• What to do
Retype, word for word, each line between the lines holding "- **LOW — realtime" and "- **LOW — per-request", inclusive, and leave the rest of the data alone.

• Source material
PR #931, opened 2026-08-11
feat(auth): claim_mappings — resolve verified JWT claims to an existing API key

jarvis9443:
Ref api7/AISIX-Cloud#564 (phase 1 of the claim-mapping effort; the CP schema/projection/dashboard half follows as its own PR — until it lands this is configurable only via the declarative resources file).

## Problem

JWT authentication today resolves an identity through exactly one path: the token's identity claim must equal some key's `jwt_subject` under the matching `jwt_provider`. Every external identity therefore needs a pre-provisioned key row. An enterprise IdP asserting departments/groups for hundreds of developers cannot be onboarded without minting a key per person, and nothing in the gateway can say "everyone in `department: finance` runs under the finance policy".

## Design

A new env-scoped resource kind, `claim_mappings`:

```yaml
claim_mappings:
  - name: finance-dept
    jwt_provider: corp-keycloak     # OIDC provider whose tokens this rule applies to
    priority: 100                   # lower evaluates first; ties break by name
    match:                          # ALL conditions must hold
      - claim: department           # dotted paths traverse nested objects
        op: exact                   # exact (string) | contains (array)
        values: ["finance"]         # any-of
    resolve:
      api_key: finance-policy-key   # file sugar; canonical field is api_key_id
```

Resolution order after full OIDC verification (signature/iss/aud/exp/nbf/scopes/bound claims — unchanged, and always first):

1. The direct `(jwt_provider, jwt_subject)` binding stays authoritative for its subject, including its disabled/expired lifecycle — adding a mapping can never reroute or re-enable a pinned identity.
2. Otherwise the enabled mappings for the matched provider are evaluated in `(priority, name)` order; the first fully-matching rule selects the key the request runs as. Deterministic across replicas and snapshot updates — no set-iteration ordering anywhere.
3. No match, dangling `api_key_id`, missing claim, or a claim whose JSON type doesn't fit the operator → reject (`jwt_identity_unmapped` on the wire; metrics distinguish `claim_mapping_target_missing`). Nothing ever falls through to a default.

Claims only ever **select** a key an operator already created; no claim value becomes configuration (no routes/URLs/budgets from tokens). The resolved key's `allowed_models`, MCP/A2A ACLs, rate limits, team scope, and budget apply exactly as if the caller had presented the key.

## Usage attribution

Many identities can now share one policy key, so `api_key_id` alone no longer names the caller. `UsageEvent` gains `jwt_subject`, `jwt_provider`, and `jwt_claim_mapping` (empty-omitted; cp-api stores empty as NULL, older cp-api images ignore them — standard DP-first rollout). Stamped via one shared `usage_attr::apply_jwt_identity` helper wired through **every** handler family emit path (chat / messages / responses / completions / embeddings / rerank / audio / images / videos / realtime / passthrough / jobs incl. deferred batch attribution / MCP / A2A / shared error emitter), so the family can't drift. OTLP spans carry them as `aisix.jwt_*` attributes; the Datadog/SLS sinks serialise the event with serde and inherit them automatically. No new Prometheus labels (subject cardinality is unbounded by design).

## Declarative file + export

- `claim_mappings` joins the resources-file KINDS with `resolve.api_key` name sugar (desugared to the derived id, exactly like `models[].provider_key`).
- Load-time cross-checks: `jwt_provider` must name a provider defined in the file; a canonical `resolve.api_key_id` must land on a file-defined key; empty `match` is rejected by schema (a rule is always an explicit selection, never match-all).
- The snapshot export emits the kind and resugars `api_key_id` back to the key's name so the round-trip loads.

## Ecosystem comparison

Surveyed three mainstream gateways before building (design notes internal): one resolves claim *fields* to internal team/user/org/virtual-key entities (values must equal entity ids, with optional alias lookup and auto-create), one maps claims to consumer groups that gate tool ACLs, one validates claims with exact/contains/regex matchers but stops short of entity resolution. This design follows the shared principle — claims resolve to pre-existing controlled objects, default-deny — and takes the rule form (operators + priority) because enterprise claim values (AD groups, department names) never equal our resource ids; the per-issue discussion in AISIX-Cloud#564 specifies exactly this shape. Deliberate deltas: no auto-create/upsert of targets (default-deny stance), and deterministic multi-rule ordering instead of unordered set iteration. JWT claim semantics per RFC 7519 §4.1.

## Tests

- Unit: matcher semantics (strict typing, nested paths, conjunctive conditions), priority/tie-break/disabled/provider-scoping of rule selection, model serde/schema round-trips, file-source load + desugar + every cross-check error shape.
- E2E (`claim-mapping-e2e.test.ts`, real binary + etcd + mock IdP + mock upstream + OTLP receiver, 9 cases): matched rule runs as its key (ACL enforced), priority wins with nested `contains`, direct binding beats rules both ways, no-match 401, dangling target 401 + distinct metric reason, disabled target key 401 `api_key_disabled`, and span-attribute attribution for rule-resolved / directly-bound / plain-key requests.
- Existing `jwt-auth-e2e` (25) + `auth-baseline-e2e` (4) suites pass unchanged.

## Summary by CodeRabbit

* **New Features**
  * Added claim mappings that resolve verified JWT claims to API keys.
  * Supports provider-scoped matching, priorities, nested claims, exact matches, and array-contains matches.
  * Added validation, configuration schema support, snapshot handling, and export/import support.
  * JWT identity details are now included in usage telemetry and observability data.
* **Bug Fixes**
  * Direct provider-and-subject API-key bindings continue to take precedence over claim mappings.
  * Invalid, disabled, unmapped, or conflicting configurations now produce clear errors.

### DIFF
--- a/crates/aisix-core/src/bin/dump-schema.rs
+++ b/crates/aisix-core/src/bin/dump-schema.rs
@@ -62,6 +62,7 @@ fn main() {
         "mcp_policy",
         "a2a_agent",
         "oidc_provider",
+        "claim_mapping",
     ] {
         dump_value(
             &out_dir,
--- a/crates/aisix-core/src/filesource/desugar.rs
+++ b/crates/aisix-core/src/filesource/desugar.rs
@@ -143,6 +143,40 @@ pub(crate) fn desugar_model(doc: &mut Value, maps: &IdentityMaps) -> Result<(), 
     Ok(())
 }
 
+/// `claim_mappings[].resolve.api_key` (name) → `resolve.api_key_id`
+/// (derived id).
+pub(crate) fn desugar_claim_mapping(doc: &mut Value, maps: &IdentityMaps) -> Result<(), String> {
+    let Some(resolve) = doc.get_mut("resolve").and_then(Value::as_object_mut) else {
+        return Ok(()); // missing / mistyped resolve: canonical validation reports it
+    };
+    let Some(name_value) = resolve.get("api_key") else {
+        return Ok(());
+    };
+    let Some(name) = name_value.as_str() else {
+        return Err("`resolve.api_key` must be a string (an api key display_name)".into());
+    };
+    if resolve.contains_key("api_key_id") {
+        return Err(
+            "`resolve.api_key` (a name reference) and `resolve.api_key_id` are mutually \
+             exclusive — set exactly one"
+                .into(),
+        );
+    }
+    let resolved = maps
+        .get("api_keys")
+        .and_then(|m| m.get(name))
+        .cloned()
+        .ok_or_else(|| {
+            format!(
+                "`resolve.api_key` references unknown api key {name:?} ({})",
+                known_names(maps, "api_keys")
+            )
+        })?;
+    resolve.remove("api_key");
+    resolve.insert("api_key_id".into(), Value::String(resolved));
+    Ok(())
+}
+
 /// `api_keys[]`: strip the identity-only `display_name`, resolve
 /// `key_env` XOR `key_hash`. The plaintext read from the environment is
 /// hashed and dropped — it must never surface in errors, logs, or the
--- a/crates/aisix-core/src/filesource/mod.rs
+++ b/crates/aisix-core/src/filesource/mod.rs
@@ -45,11 +45,11 @@ use std::path::Path;
 use yaml_rust2::{Yaml, YamlLoader};
 
 use crate::models::{
-    validate_a2a_agent, validate_apikey, validate_cache_policy, validate_guardrail,
-    validate_mcp_server, validate_model, validate_observability_exporter, validate_oidc_provider,
-    validate_provider_key, validate_rate_limit_policy, A2aAgent, ApiKey, CachePolicy, Guardrail,
-    McpServer, Model, ObservabilityExporter, OidcProvider, ProviderKey, RateLimitPolicy,
-    SchemaError,
+    validate_a2a_agent, validate_apikey, validate_cache_policy, validate_claim_mapping,
+    validate_guardrail, validate_mcp_server, validate_model, validate_observability_exporter,
+    validate_oidc_provider, validate_provider_key, validate_rate_limit_policy, A2aAgent, ApiKey,
+    CachePolicy, ClaimMapping, Guardrail, McpServer, Model, ObservabilityExporter, OidcProvider,
+    ProviderKey, RateLimitPolicy, SchemaError,
 };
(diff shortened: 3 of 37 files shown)


jarvis9443:
Independent audit completed (correctness / reliability / security / leakage / breaking-changes / coverage). No HIGH findings. Resolution of the rest, now in 93bf621e:

- **MEDIUM — ambiguous binding fell through to the rules**: two keys claiming one `(jwt_provider, jwt_subject)` previously failed closed; the first commit's rule fallback would instead have evaluated mappings for such a subject. Fixed — ambiguity is now reported by `key_for_subject` and rejected before rule evaluation (`jwt_binding_ambiguous` metrics reason, wire code unchanged), with unit + e2e coverage (the e2e discriminates: pre-fix the duplicate-bound subject resolved through a rule to 200).
- **MEDIUM — "disabled binding beats matching rule" untested**: behavior was correct but unpinned; a plausible wrong refactor would have kept every suite green. New e2e pins 401 `api_key_disabled`.
- **MEDIUM — export resugar untested**: the file-loader round-trip test now carries an api_key + trust provider + claim mapping (resugar → re-resolve to the derived id), plus a dangling `resolve.api_key_id` → blocking-diagnostic case.
- **LOW — propagation probe pinned only the first-written rule** (slow-CI flake window): probe now discriminates on the last-written rule's error code.
- **LOW — supervisor per-kind watch guards not extended**: `claim_mappings` added to the apply_put/apply_delete propagation guard tests (the #826-class trap).
- **LOW — duplicate `(priority, name)` rows could pick different rules per replica**: sort key now ends with the entry id — a total order.
- **LOW — realtime post-auth error events carry no caller attribution**: pre-existing gap (empty `api_key_id` on that path predates this PR); the new jwt fields inherit the same shape. Filed as #932 rather than expanding this PR.
- **LOW — per-request sort cost**: evaluated and accepted — O(N log N) over the environment's rules only on JWT requests with no direct binding, negligible next to the RSA verification on the same path; an indexed snapshot is not warranted at realistic rule counts.

One deliberate note for the CP/docs half: with JWT auth enabled, usage events / OTLP spans / external sinks now carry `jwt_subject` (the identity claim, which operators may configure to an email). That is the feature's purpose (per-identity attribution), but it is a new PII flow toward configured exporters and the docs will call it out.

jarvis9443:
Superseded by #936 — identical content (audit fixes included). GitHub stopped creating Actions check suites for this PR's branch after the first push (synchronize/reopen events never materialized; third-party app suites stuck queued as well), so CI could not run here. The fresh branch/PR restored delivery.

• Your solution
- **LOW — realtime post-auth error events carry no caller attribution**: pre-existing gap (empty `api_key_id` on that path predates this PR); the new jwt fields inherit the same shape. Filed as #932 rather than expanding this PR.
- **LOW — per-request sort cost**: evaluated and accepted — O(N log N) over the environment's rules only on JWT requests with no direct binding, negligible next to the RSA verification on the same path; an indexed snapshot is not warranted at realistic rule counts.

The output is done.